Pelantikan pertama pada 6 Februari 2025 telah disepakati oleh pemerintah dan DPR RI serta dilaporkan oleh Menteri Dalam Negeri, Tito Karnavian, kepada Presiden Prabowo dalam sidang kabinet pada Rabu (22/1/2025).
14 Pasangan Bupati dan Wakil Bupati dari Sulsel
Sebanyak 14 pasangan bupati dan wakil bupati dari Sulsel akan mengikuti pelantikan gelombang pertama, karena hasil pemilihannya tidak bersengketa. Mereka adalah:
- Gowa: Husniah Talenrang – Darmawangsyah Muin
- Bantaeng: Muhammad Fathul Fauzy Nurdin – Sahabuddin
- Sinjai: Ratnawati Arif – Andi Mahyanto
- Bone: Andi Asman Sulaiman – Andi Akmal Pasluddin
- Wajo: Andi Rosman – dr. Baso Rahmanuddin
- Soppeng: Suwardi Haseng – Selle Ks Dalle
- Maros: Chaidir Syam – A. Muetazim Mansyur
- Barru: Andi Ina Kartika Sari – Abustan
- Sidrap: Syaharuddin Alrif – Nurkanaah
- Enrekang: Yusuf Ritangnga – Andi Tenri Liwang La Tinro
- Tana Toraja: Zadrak Tombeg – Erianto Laso’ Paundanan
- Luwu: Patahuddin – Muhammad Dhevy Bijak
- Luwu Utara: A. Abdullah Rahim – Jumail Mappile
- Luwu Timur: Irwan Bachri Syam – Puspawati Husler
Pembekalan Kepala Daerah Selama Dua Pekan
Penjabat Gubernur Sulsel, Prof. Fadjry Djufry, menyampaikan bahwa setelah pelantikan, seluruh kepala daerah akan mengikuti pembekalan selama dua pekan.
“Setelah pelantikan, rencana akan ada pembekalan selama dua minggu, sama seperti menteri sebelumnya,” ujar Prof. Fadjry di Rujab Gubernur Sulsel, Jl. Jend Sudirman, Makassar, Rabu (29/1/2025).

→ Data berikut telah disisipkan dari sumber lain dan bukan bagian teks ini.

PR #263, opened 2024-06-07
SQL-2091: Add SBOM Lite for JDBC

EthanHardyMongo:
Successful run: https://spruce.mongodb.com/task/mongo_jdbc_driver_code_quality_and_correctness_sbom_patch_65d75db0c5e89aab2d87ef90e67a3e0d12571c74_666375a3d3b2b1000758d666_24_06_07_21_03_39/logs?execution=0

SBOM created: https://evg-bucket-mongo-jdbc-driver.s3.amazonaws.com/artifacts/666375a3d3b2b1000758d666/code-quality-and-correctness/ssdlc/mongo-jdbc-driver.cdx.json

### DIFF
--- a/.evg.yml
+++ b/.evg.yml
@@ -101,7 +101,6 @@ tasks:
   - name: sbom
     commands:
       - func: "generate sbom"
-      - func: "add team name to sbom"
       - func: "upload sbom"
       - func: "scan sbom"
 
@@ -123,8 +122,6 @@ functions:
           echo "Generating SBOM"
           echo "------------------------------------"
           ./gradlew cyclonedxBom
-
-  "add team name to sbom":
     - command: shell.exec
       type: test
       params:
@@ -148,7 +145,7 @@ functions:
           echo "------------------------------------"
           echo "Adding team name to SBOM"
           echo "------------------------------------"
-          jq '.components[].properties += [{"name": "internal:team_responsible", "value": "Atlas SQL"}]' $SBOM_WITHOUT_TEAM_NAME > $SBOM_FINAL
+          jq '.components[].properties += [{"name": "internal:team_responsible", "value": "Atlas SQL"}]' $SBOM_WITHOUT_TEAM_NAME > $SBOM_LITE
           
           echo "------------------------------------"
           echo "Done generating SBOM"
@@ -187,7 +184,7 @@ functions:
         echo "------------------------------------"
         
         echo "-- Scanning dependency for vulnerabilities --"
-        ./$SBOM_TOOL_DIR/grype sbom:$SBOM_FINAL --fail-on low
+        ./$SBOM_TOOL_DIR/grype sbom:$SBOM_LITE --fail-on low
         echo "---------------------------------------------"
         echo "<<<< Done scanning SBOM"
 
@@ -310,7 +307,7 @@ functions:
             # sbom relevant variables
             export SBOM_TOOL_DIR=sbom_generations
             export SBOM_DIR=$ARTIFACTS_DIR/sboms
-            export SBOM_FINAL=$ARTIFACTS_DIR/sboms/mongo-jdbc-driver.cdx.json
+            export SBOM_LITE=$ARTIFACTS_DIR/sboms/mongo-jdbc-driver.cdx.json
             export SBOM_WITHOUT_TEAM_NAME=$ARTIFACTS_DIR/sboms/sbom_without_team_name.json
           EOT
 
--- a/.evg.yml
+++ b/.evg.yml
@@ -121,7 +121,7 @@ functions:
           echo "------------------------------------"
           echo "Generating SBOM"
           echo "------------------------------------"
-          ./gradlew cyclonedxBom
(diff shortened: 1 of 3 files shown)


.evg.yml
```diff
@@ -212,6 +306,12 @@ functions:
             export JAVA_HOME=${JAVA_HOME}
             export PROJECT_DIRECTORY=${PROJECT_DIRECTORY}
             export MDBJDBC_VER=${MDBJDBC_VER}
+          
+            # sbom relevant variables
+            export SBOM_TOOL_DIR=sbom_generations
+            export SBOM_DIR=$ARTIFACTS_DIR/sboms
+            export SBOM_FINAL=$ARTIFACTS_DIR/sboms/mongo-jdbc-driver.cdx.json
```
nbagnard, line 313: [nit] Let's call this SBOM_LITE from now on to match DEVPROD naming convention.

.evg.yml
```diff
@@ -95,7 +98,98 @@ tasks:
     commands:
       - func: "static code analysis"
 
+  - name: sbom
+    commands:
+      - func: "generate sbom"
+      - func: "add team name to sbom"
```
nbagnard, line 104: I think you can merge this func with the previous one. It doesn't have to be so granular.
I also don't know how I feel with using func versus having a list of commands being part of a function.
It makes the func longer, but at the same time, having all piece be under the same function means that there it is clear that they have to happen in that order and that what the previous function produces is expected to exist for the next function.

.evg.yml
```diff
@@ -212,6 +306,12 @@ functions:
             export JAVA_HOME=${JAVA_HOME}
             export PROJECT_DIRECTORY=${PROJECT_DIRECTORY}
             export MDBJDBC_VER=${MDBJDBC_VER}
+          
+            # sbom relevant variables
+            export SBOM_TOOL_DIR=sbom_generations
+            export SBOM_DIR=$ARTIFACTS_DIR/sboms
+            export SBOM_FINAL=$ARTIFACTS_DIR/sboms/mongo-jdbc-driver.cdx.json
+            export SBOM_WITHOUT_TEAM_NAME=$ARTIFACTS_DIR/sboms/sbom_without_team_name.json
```
nbagnard, line 314: Defining this variable isn't very useful since the Gradle script doesn't use this value.
Variables are great if you want to guarantee that names are the same everywhere and to make maintenance easier.

You can however using it with Gradle and that would be the perfect use of a variable. Although I think the name of the temp file doesn't have to be shared with all task and can simply be defined as part of the func.

I pushed an example on my local branch. I had it ready but never pushed it on my remote branch. Look at both the Evergreen script (line 466) and the gradle.properties file
https://github.com/mongodb/mongo-jdbc-driver/compare/master...nbagnard:mongo-jdbc-driver:ssdlc-poc#diff-73e7b844e5fa69d8104ed91b7c281ea7262bc60bd7be03d515048aff04478fe6R435

build.gradle
```diff
@@ -22,6 +23,31 @@ spotless {
...
+    // Boms destination directory. Defaults to 'build/reports'
+    destination = file("artifacts/sboms")
+    // The file name for the generated BOMs (before the file format suffix). Defaults to 'bom'
+    outputName = "sbom_without_team_name"
+    // The file format generated, can be xml, json or all for generating both. Defaults to 'all'
+    outputFormat = "json"
+    // Exclude BOM Serial Number. Defaults to 'true'
+    includeBomSerialNumber = false
+    // Exclude License Text. Defaults to 'true'
+    includeLicenseText = true
```
nbagnard, line 46: Change this to false. I don't think that we need it.

build.gradle
```diff
@@ -22,6 +23,31 @@ spotless {
...
+    // Override component version. Defaults to the project version
+    componentVersion = "2.0.0"
```
nbagnard, line 48: This variable is not necessary. It will pick up the project version and that's totally fine.

nbagnard (changes requested):
It's looking good.
I have only a few comments to help make our lives easier in the long run

.evg.yml
EthanHardyMongo: Originally, it was one function; however, it would stop executing after `./gradlew cyclonedxBom` for some reason, so I made two separate functions. However, I can combine the two and just have two `- command: shell.exec` in one function.

.evg.yml
EthanHardyMongo: I defined the output name and destination in the `build.gradle` file:
```
cyclonedxBom {
    // Boms destination directory. Defaults to 'build/reports'
    destination = file("artifacts/sboms")
    // The file name for the generated BOMs (before the file format suffix). Defaults to 'bom'
    outputName = "sbom_without_team_name"
}
```
These environmental variables were made to make the evergreen functions easier to read.

nbagnard: ah, I didn't realize that the variables were case insensitive 👍 
I think `destination` is not using the `SBOM_DIR` variable, could you add it and then think would be perfect!

nbagnard (approved):
LGTM!
Pending the last little `destination` variable to sync up between the evergreen script and gradle.properties

PR #264, opened 2024-06-10
SQL-2105: Trace JDBC releases using the Papertrail service

EthanHardyMongo:
Since the releases are created by gradle plugins, testing the tracing seems to be pretty complicated, so we've decided to skip the testing for now. At release time, we will adjust/fix if necessary.


nbagnard (approved):
LGTM!

PR #267, opened 2024-06-19
SQL-2143: Update JDBC Sonatype publishing to use token

bucaojit:
Changes are mainly updating the variable name.  I added the NEXUS_TOKEN_NAME and  NEXUS_TOKEN variables in evergreen. 

A few things, the `nexus-publish` plugin we're using is quite old and doesn't have documentation on whether we can put token name/token password in place of username/password, the successor of the project [gradle-nexus](https://github.com/gradle-nexus/publish-plugin?tab=readme-ov-file#publishing-to-maven-central-via-sonatype-ossrh) seems to suggest it can be.  So I think we can try it at release time and if it fails look into changing the plugin to `gradle-nexus` or `maven-publish` which is what the java driver uses.


nbagnard (approved):
LGTM!

nbagnard:
> the `nexus-publish` plugin we're using is quite old and doesn't have documentation on whether we can put token name/token password in place of username/password, the successor of the project [gradle-nexus](https://github.com/gradle-nexus/publish-plugin?tab=readme-ov-file#publishing-to-maven-central-via-sonatype-ossrh) seems to suggest it can be. So I think we can try it at release time and if it fails look into changing the plugin to `gradle-nexus`

Let's create a JIRA ticket to swap the plugin for the newer one. If the release succeeds then it can be done later, if it fails, then we will have to address the issue earlier.

Looking at the release notes, we might be able to use [1.3.0](https://github.com/gradle-nexus/publish-plugin/releases/tag/v1.3.0) without problem. If we want to use 2.0 or later, we might have to use to `ubuntu2204-64-jdk-11` instead of `ubuntu2204-64-jdk-8` (which I think is time to do too)

bucaojit:
Sounds good, created https://jira.mongodb.org/browse/SQL-2145 to cover updating the plugin.

PR #271, opened 2024-06-24
SQL-2108: Generate and publish a public third-party dependencies report for JDBC

EthanHardyMongo:


nbagnard (approved):
LGTM!
I can not tell with certainty if this will work, we will have to try a release.

PR #273, opened 2024-06-27
SQL-2185: Generate and publish a public third-party dependencies report for JDBC

EthanHardyMongo:


.evg.yml
```diff
@@ -225,7 +223,7 @@ functions:
         aws_key: ${release_aws_key}
         aws_secret: ${release_aws_secret}
         local_file: artifacts/ssdlc/mongodb-jdbc-${MDBJDBC_VER}.sbom.json
-        remote_file: mongodb-jdbc/mongodb-jdbc-${MDBJDBC_VER}.sbom.json
+        remote_file: mongo-jdbc-driver/mongodb-jdbc-${MDBJDBC_VER}.sbom.json
         content_type: application/json
```
EthanHardyMongo, line 227: Drive by fix from [this ticket](https://jira.mongodb.org/browse/SQL-2182).

gradle/publish.gradle
```diff
@@ -1,6 +1,8 @@
 apply plugin: 'signing'
 apply plugin: 'io.codearte.nexus-staging'
 
+def augmentedSbom = artifacts.add('sbom', file('artifacts/ssdlc/mongo-jdbc-driver.augmented.sbom.json'))
```
nbagnard, line 4: Take a look at this page : https://docs.gradle.org/current/userguide/working_with_files.html
I think you will need to use [Project.getRootDir()](https://docs.gradle.org/current/dsl/org.gradle.api.Project.html#org.gradle.api.Project:rootDir).
My understanding is that otherwise it is the path relative to where the gradle script is

nbagnard (changes requested):

gradle/publish.gradle
EthanHardyMongo: For reference, `$rootDir`, is the same as `Project.getRootDir()`.

gradle/publish.gradle
```diff
@@ -1,6 +1,8 @@
 apply plugin: 'signing'
 apply plugin: 'io.codearte.nexus-staging'
 
+def augmentedSbom = artifacts.add('sbom', file("$rootDir/artifacts/ssdlc/mongo-jdbc-driver.augmented.sbom.json"))
```
nbagnard, line 4: I hope the script doesn't clean up this directory before running.

nbagnard (approved):
I think that should work if the artifact dir is actually there 👍

PR #278, opened 2024-08-06
SQL-2259: Output UUID String representation to match ODBC driver

bucaojit:
Changed the $uuid to be represented in a way that matches what Compass and the ODBC driver displays rather than the base64 binary format. 

Added integration tests to confirm it works with the different uuidRepresentation options.


.evg.yml
```diff
@@ -355,6 +355,7 @@ functions:
     command: shell.exec
     type: test
     params:
+      shell: bash
```
bucaojit, line 358: Drive by fix, saw in evergreen it was complaining about the SECONDS variable which is supported in `bash` and not `sh`.

resources/integration_test/tests/dbmd_variable_result_sets_data_methods.yml
```diff
@@ -66,7 +66,7 @@ tests:
 
   - description: getTables_null_parameters_returns_all_tables
     db: integration_test
-    meta_function: [ getTables, null, null, null, null ]
+    meta_function: [getTables, null, null, null, null]
```
bucaojit, line 69: Changes in these integration test files are due to adding a new `uuid` collection.

src/main/java/com/mongodb/jdbc/MongoBsonValue.java
```diff
@@ -119,6 +134,32 @@ public String toString() {
...
+            UuidRepresentation representationToUse =
+                    this.uuidRepresentation != UuidRepresentation.UNSPECIFIED
+                            ? this.uuidRepresentation
+                            : UuidRepresentation.STANDARD;
+            uuid =
+                    UuidHelper.decodeBinaryToUuid(
+                            binary.getData(), binary.getType(), representationToUse);
+        }
+
+        String uuidStr = uuid.toString();
```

Pembekalan ini akan mencakup berbagai materi, termasuk visi-misi Prabowo-Gibran, program prioritas nasional, tata kelola pemerintahan, serta strategi menyatukan kebijakan pusat dan daerah.
“Tidak ada lagi ego sektoral. Bupati, wali kota, dan gubernur harus kompak. Semua ini demi kepentingan rakyat Sulsel,” tegasnya.
Pembekalan dijadwalkan berlangsung dari 12 hingga 25 Februari 2025. Lokasi pembekalan masih dalam pertimbangan, tetapi telah disiapkan oleh Presiden. Menteri Dalam Negeri telah menyampaikan informasi ini kepada seluruh kepala daerah terpilih dalam pertemuan sebelumnya.
Sebelum pelantikan pada 6 Februari, para kepala daerah terpilih akan berkumpul di Jakarta mulai 2 Februari untuk menjalani serangkaian agenda, termasuk pemeriksaan kesehatan dan gladi.
“Tanggal 2 sampai 5 Februari, mereka tidak diperkenankan menerima tamu,” ungkap Prof. Fadjry.
Selain itu, Menteri Dalam Negeri, Tito Karnavian, telah menyiapkan sejumlah kegiatan, termasuk rapat khusus antara kepala daerah terpilih dan Pj Gubernur Sulsel pada 5 Februari 2025.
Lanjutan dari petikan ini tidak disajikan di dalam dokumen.